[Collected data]
PR #1327, opened 2025-04-28
Implement ops.sum

Alex-Vasile:
Implementing this will clobber the builtin ops function within the ops namespace and anywhere we do `from sharktank.ops import *`.

### DIFF
--- a/sharktank/tests/ops/sharded_test.py
+++ b/sharktank/tests/ops/sharded_test.py
@@ -1460,6 +1460,27 @@ class SoftmaxTest(unittest.TestCase):
         ops.equal(expected_result, ops.softmax(sharded_tensor, dim=dim + 1))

Exercise directions:
Extract the data in full. Keep it word for word.

Answer to this problem:
PR #1327, opened 2025-04-28
Implement ops.sum

Alex-Vasile:
Implementing this will clobber the builtin ops function within the ops namespace and anywhere we do `from sharktank.ops import *`.

### DIFF
--- a/sharktank/tests/ops/sharded_test.py
+++ b/sharktank/tests/ops/sharded_test.py
@@ -1460,6 +1460,27 @@ class SoftmaxTest(unittest.TestCase):
         ops.equal(expected_result, ops.softmax(sharded_tensor, dim=dim + 1))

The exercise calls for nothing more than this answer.